When should I use Triton or TensorRT-LLM instead of vLLM?

Triton shines when you serve heterogeneous models — an LLM plus an embedding model plus a reranker in one pipeline, or when you need ensemble/BLS flows. vLLM is LLM-only. TensorRT-LLM squeezes out the absolute best single-model latency on NVIDIA hardware because it pre-compiles optimized kernels per GPU arch, but it costs engine-build time and flexibility. In practice most teams start on vLLM because the OpenAI-compatible API is a drop-in, and only switch when they hit a specific ceiling that vLLM provably can't clear.

How is each step graded?

Each check script runs your workspace file with a 60-120 second timeout and verifies the side effects.
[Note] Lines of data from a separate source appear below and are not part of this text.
PR #166, opened 2018-08-21
Add character count on edit document page

alex-ju:
This PR adds a character count to the Title (65 chars) and Summary (160 chars) fields on the edit document page. The code for this PR is based on the upcoming [Character count component](https://github.com/alphagov/govuk-frontend/pull/959) in govuk-frontend.

[Trello card](https://trello.com/c/28Ol82Ky)

screen shot 2018-08-21 at 16 21 52

### DIFF
--- a/app/javascript/components/character-count.js
+++ b/app/javascript/components/character-count.js
@@ -1,0 +1,187 @@
+function CharacterCount ($module) {
+  this.$module = $module
+}
+
+CharacterCount.prototype.defaults = {
+  characterCountAttribute: 'data-maxlength',
+  wordCountAttribute: 'data-maxwords'
+}
+
+// Initialize component
+CharacterCount.prototype.init = function (options) {
+  // Check for module
+  var $module = this.$module
+  if (!$module) {
+    return
+  }
+
+  // Read options set using dataset ('data-' values) and merge them with options
+  var dataset = this.getDataset($module)
+  this.options = this.merge(options || {}, dataset)
+
+  // Determine the limit attribute (characters or words)
+  var countAttribute = (this.options.maxwords) ? this.defaults.wordCountAttribute : this.defaults.characterCountAttribute
+
+  // Set the element limit
+  if ($module.getAttribute) {
+    this.maxLength = $module.getAttribute(countAttribute)
+  }
+
+  // Generate and reference message
+  var boundCreateCountMessage = this.createCountMessage.bind(this)
+  this.countMessage = boundCreateCountMessage()
+
+  // If there's a maximum length defined and the count message was successfully applied
+  if (this.maxLength && this.countMessage) {
+    // Replace maxlength attribute with data-maxlength to avoid hard limit
+    $module.setAttribute('maxlength', '')
+    $module.setAttribute('data-maxlength', $module.maxLength)
+
+    // Bind event changes to the textarea
+    var boundChangeEvents = this.bindChangeEvents.bind(this)
+    boundChangeEvents()
+
+    // Update count message
+    var boundUpdateCountMessage = this.updateCountMessage.bind(this)
+    boundUpdateCountMessage()
+  }
+}
+
+// Fills in default values
+CharacterCount.prototype.merge = function (obj) {
+  for (var i = 1; i < arguments.length; i++) {
+    var def = arguments[i]
+    for (var n in def) {
+      if (obj[n] === undefined) obj[n] = def[n]
+    }
+  }
+  return obj
+}
+
+CharacterCount.prototype.getDataset = function (element) {
+  var dataset = {}
+  var attributes = element.attributes
+  if (attributes) {
+    for (var i = 0; i < attributes.length; i++) {
+      var attribute = attributes[i]
+      var match = attribute.name.match(/^data-(.+)/)
+      if (match) {
+        dataset[match[1]] = attribute.value
+      }
+    }
+  }
+  return dataset
+}
+
+// Counts characters or words in text
+CharacterCount.prototype.count = function (text, options) {
+  var length
+  if (options.maxwords) {
+    var tokens = text.match(/\S+/g) || [] // Matches consecutive non-whitespace chars
+    length = tokens.length
+  } else {
+    length = text.length
+  }
+  return length
+}
+
+// Generate count message and bind it to the input
+// returns reference to the generated element
+CharacterCount.prototype.createCountMessage = function () {
+  var countElement = this.$module
+  var elementId = countElement.id
+  // Check for existing info count message
+  var countMessage = document.getElementById(elementId + '-info')
+  // If there is no existing info count message we add one right after the field
+  if (elementId && !countMessage) {
+    countElement.insertAdjacentHTML('afterend', '<span id="' + elementId + '-info" class="govuk-hint govuk-character-count__message" aria-live="polite"></span>')
+    this.describedBy = countElement.getAttribute('aria-describedby')
+    this.describedByInfo = this.describedBy + ' ' + elementId + '-info'
+    countElement.setAttribute('aria-describedby', this.describedByInfo)
+    countMessage = document.getElementById(elementId + '-info')
+  }
+  return countMessage
+}
+
+// Bind input propertychange to the elements and update based on the change
+CharacterCount.prototype.bindChangeEvents = function () {
+  var $module = this.$module
+  $module.addEventListener('keyup', this.updateCountMessage.bind(this))
+
+  // Bind focus/blur events to start/stop polling
+  $module.addEventListener('focus', this.handleFocus.bind(this))
+  $module.addEventListener('blur', this.handleBlur.bind(this))
+}
+
+// Speech recognition software such as Dragon NaturallySpeaking will modify the
+// fields by directly changing its `value`. These changes don't trigger events
+// in JavaScript, so we need to poll to handle when and if they occur.
+CharacterCount.prototype.checkIfValueChanged = function () {
+  if (!this.oldValue) this.oldValue = ''
+  if (this.$module.value !== this.oldValue) {
+    this.oldValue = this.$module.value
+    var boundUpdateCountMessage = this.updateCountMessage.bind(this)
+    boundUpdateCountMessage()
+  }
+}
+
+// Update message box
+CharacterCount.prototype.updateCountMessage = function () {
+  var countElement = this.$module
+  var options = this.options
+  var countMessage = this.countMessage
+
+  // Determine the remaining number of characters/words
+  var currentLength = this.count(countElement.value, options)
+  var maxLength = this.maxLength
+  var remainingNumber = maxLength - currentLength
+
+  // Set threshold if presented in options
+  var threshold = 0
+  if (options.threshold) {
+    threshold = options.threshold
+  }
+  var thresholdValue = maxLength * threshold / 100
+  if (thresholdValue > currentLength) {
+    countMessage.classList.add('govuk-character-count__message--disabled')
+  } else {
+    countMessage.classList.remove('govuk-character-count__message--disabled')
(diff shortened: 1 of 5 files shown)


alex-ju:
@kevindew yes, I rely much on the Github PR message instead of commit message. I should mirror these because different people have different ways of reviewing. Using a branch from npm is a good idea, unfortunately content-publisher doesn't yet consume frontend directly, but via govuk_publishing_components gem, but after updating it to consume govuk-frontend directly I'll take the branch approach.

benthorner:
@kevindew Should this have a small spin-off story for us to update the validations?

app/views/documents/edit.html.erb
```diff
@@ -55,6 +57,8 @@
         value: @document.summary,
         rows: 4,
         data: {
+          "module": "character-count",
```
benthorner: It looks like this kind of technique doesn’t extend if we wanted to add more modules to this element - would it be better to attach it in a similar way as contextual guidance?

app/javascript/components/character-count.js
```diff
@@ -0,0 +1,187 @@
...
+
+  // Read options set using dataset ('data-' values) and merge them with options
+  var dataset = this.getDataset($module)
+  this.options = this.merge(options || {}, dataset)
+
+  // Determine the limit attribute (characters or words)
+  var countAttribute = (this.options.maxwords) ? this.defaults.wordCountAttribute : this.defaults.characterCountAttribute
+
+  // Set the element limit
+  if ($module.getAttribute) {
```
benthorner: Should we just quit early here instead of having another if later on?

app/javascript/components/character-count.js
```diff
@@ -0,0 +1,187 @@
...
+  if (!$module) {
+    return
+  }
+
+  // Read options set using dataset ('data-' values) and merge them with options
+  var dataset = this.getDataset($module)
+  this.options = this.merge(options || {}, dataset)
+
+  // Determine the limit attribute (characters or words)
+  var countAttribute = (this.options.maxwords) ? this.defaults.wordCountAttribute : this.defaults.characterCountAttribute
```
benthorner: It looks like we’re doing this on characters - why are we supporting words?

app/javascript/components/character-count.js
```diff
@@ -0,0 +1,187 @@
...
+    boundChangeEvents()
+
+    // Update count message
+    var boundUpdateCountMessage = this.updateCountMessage.bind(this)
+    boundUpdateCountMessage()
+  }
+}
+
+// Fills in default values
+CharacterCount.prototype.merge = function (obj) {
```
benthorner: Would it be easier to just manually merge attributes? I think there are only two of them ;-)

app/javascript/components/character-count.js
```diff
@@ -0,0 +1,187 @@
...
+  for (var i = 1; i < arguments.length; i++) {
+    var def = arguments[i]
+    for (var n in def) {
+      if (obj[n] === undefined) obj[n] = def[n]
+    }
+  }
+  return obj
+}
+
+CharacterCount.prototype.getDataset = function (element) {
```
benthorner: Again, would it be easier to just fish these out manually if there aren’t many?

benthorner: Or perhaps extract this to somewhere more general as it looks like it could be generally useful :-)

app/javascript/components/character-count.js
```diff
@@ -0,0 +1,187 @@
...
+  }
+  return dataset
+}
+
+// Counts characters or words in text
+CharacterCount.prototype.count = function (text, options) {
+  var length
+  if (options.maxwords) {
+    var tokens = text.match(/\S+/g) || [] // Matches consecutive non-whitespace chars
+    length = tokens.length
```
benthorner: You can just return here rather than have the variable - would be a bit easier to follow then :-)

app/javascript/components/character-count.js
```diff
@@ -0,0 +1,187 @@
...
+  } else {
+    length = text.length
+  }
+  return length
+}
+
+// Generate count message and bind it to the input
+// returns reference to the generated element
+CharacterCount.prototype.createCountMessage = function () {
```
benthorner: Again, wouldn’t it be easier to just the character count as actual HTML like contextual guidance?

app/javascript/components/character-count.js
```diff
@@ -0,0 +1,187 @@
...
+}
+
+// Speech recognition software such as Dragon NaturallySpeaking will modify the
+// fields by directly changing its `value`. These changes don't trigger events
+// in JavaScript, so we need to poll to handle when and if they occur.
+CharacterCount.prototype.checkIfValueChanged = function () {
+  if (!this.oldValue) this.oldValue = ''
+  if (this.$module.value !== this.oldValue) {
+    this.oldValue = this.$module.value
+    var boundUpdateCountMessage = this.updateCountMessage.bind(this)
```
benthorner: Why do we need a variable here?

app/javascript/components/character-count.js
```diff
@@ -0,0 +1,187 @@
...
+  var options = this.options
+  var countMessage = this.countMessage
+
+  // Determine the remaining number of characters/words
+  var currentLength = this.count(countElement.value, options)
+  var maxLength = this.maxLength
+  var remainingNumber = maxLength - currentLength
+
+  // Set threshold if presented in options
+  var threshold = 0
```
benthorner: You could make this a ternary - it seems to be the pattern used in the code above.

app/javascript/components/character-count.js
```diff
@@ -0,0 +1,187 @@
...
+  if (options.threshold) {
+    threshold = options.threshold
+  }
+  var thresholdValue = maxLength * threshold / 100
```
benthorner: Er, where’s the magic 100 coming from?

app/javascript/components/character-count.js
```diff
@@ -0,0 +1,187 @@
...
+  // Determine the limit attribute (characters or words)
+  var countAttribute = (this.options.maxwords) ? this.defaults.wordCountAttribute : this.defaults.characterCountAttribute
+
+  // Set the element limit
+  if ($module.getAttribute) {
+    this.maxLength = $module.getAttribute(countAttribute)
+  }
+
+  // Generate and reference message
+  var boundCreateCountMessage = this.createCountMessage.bind(this)
```
benthorner: How come we need a variable here?

app/javascript/components/character-count.js
```diff
@@ -0,0 +1,187 @@
...
+  this.countMessage = boundCreateCountMessage()
+
+  // If there's a maximum length defined and the count message was successfully applied
+  if (this.maxLength && this.countMessage) {
+    // Replace maxlength attribute with data-maxlength to avoid hard limit
+    $module.setAttribute('maxlength', '')
+    $module.setAttribute('data-maxlength', $module.maxLength)
+
+    // Bind event changes to the textarea
+    var boundChangeEvents = this.bindChangeEvents.bind(this)
```
benthorner: How come we need a variable here?

app/views/documents/edit.html.erb
alex-ju: Yes, that is true, this method allows only one module per container, but generally I would avoid initialising multiple scripts on the same component as they may hijack each other's events. One script per component is consistent with how JavaScript is attached to all the components that are coming from `govuk-frontend`. If there are scripts acting at a document level, as it was the case of the contextual guidance, it makes sense for that script to use a `data-[component-name]` attribute selector or a `.js-[component-name]` class selector as we don't want to overlap with a component model and we want to be able to identify which script manipulates/affects the component. This is one of those things that I should document and explain at the project level.

app/javascript/components/character-count.js
alex-ju: Yes, we can quit early here. Maybe with a console message to mention an attribute is missing. Will update.

app/javascript/components/character-count.js
alex-ju: It was part of the original script which allows both characters and words. I pulled this in 'as is' because this is how it will come from `govuk-frontend`. Can remove the maxwords for now.

app/javascript/components/character-count.js
alex-ju: `threshold` is a percentage value

app/javascript/components/character-count.js
alex-ju: We need to store and execute the bounded function so no matter how and when it is called (on which component's instance), is called with a particular this (in our case our component's instance).

benthorner: Hmm...so is `this.updateCountMessage.bind(this)()` not equivalent?

alex-ju: nope

alex-ju:
> So this seems like quite a lot of code to generate single line of text.

I wouldn't judge or measure the code by how much the users sees 😉 

It may look a bit complex because it deals with both scenarios (character and word count). This is already a cleaned-up version without the highlight functionality which in my opinion contains all the complexity.

Updated:
- Refactored some parts (i.e. return early when possible, use ternary operator consistently)
- Removed word count option as we don't need it right now

Regarding `CharacterCount.prototype.merge` and  `CharacterCount.prototype.getDataset ` they are generic utility functions, but I wouldn't extract them until they are needed in other components.

Tried to reply the other questions inline, please let me know if I missed any.

app/javascript/components/character-count.js
```diff
@@ -0,0 +1,166 @@
...
+  if (!$module) {
+    return
+  }
+
+  // Read options set using dataset ('data-' values) and merge them with options
+  var dataset = this.getDataset($module)
+  this.options = this.merge(options || {}, dataset)
+
+  // Read the limit attribute
+  var countAttribute = 'data-maxlength'
```
benthorner: Do we need this variable now?

app/javascript/components/character-count.js
```diff
@@ -0,0 +1,166 @@
...
+  } else {
+    return
+  }
+
+  // Generate and reference message
+  var boundCreateCountMessage = this.createCountMessage.bind(this)
+  this.countMessage = boundCreateCountMessage()
+
+  // If there's a maximum length defined and the count message was successfully applied
+  if (this.maxLength && this.countMessage) {
```
benthorner: Again, can we return early here instead of having the block?

app/javascript/components/character-count.js
```diff
@@ -0,0 +1,166 @@
...
+  var countMessage = this.countMessage
+
+  // Determine the remaining number of characters/words
+  var currentLength = countElement.value.length
+  var maxLength = this.maxLength
+  var remainingNumber = maxLength - currentLength
+
+  // Set threshold if presented in options
+  var thresholdPercent = options.threshold ? options.threshold : 0
+  var thresholdValue = maxLength * thresholdPercent / 100
```
benthorner: I still don't understand what this threshold percent thing is for - how does it relate to the UI?

app/javascript/components/character-count.js
```diff
@@ -0,0 +1,166 @@
...
+    countMessage.classList.remove('govuk-hint')
+    countMessage.classList.add('govuk-error-message')
+  } else {
+    countElement.classList.remove('govuk-textarea--error')
+    countMessage.classList.remove('govuk-error-message')
+    countMessage.classList.add('govuk-hint')
+  }
+
+  // Update message
+  var charVerb = 'remaining'
```
benthorner: Do we need these variables?

alex-ju:
Closing this as I consider unproductive to extract and branch code from a component that will replace this one. Thanks @benthorner for reviewing! For now we can use a hint text to state the maximum limit and rely on server side for validation. Will bring the character count component from `govuk-frontend` when is ready.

Step 1 parses naive_benchmark.py and confirms it calls model.generate() and times requests. Step 2 actually hits http://localhost:9000/health and runs query_vllm.py end-to-end. Step 3 runs the concurrent benchmark and checks wall time vs aggregate latency. Step 4 confirms vLLM is reachable after your restart and prints throughput. Step 5 verifies ttft was measured during streaming. If a step needs vLLM running, starting it in the terminal is part of the exercise.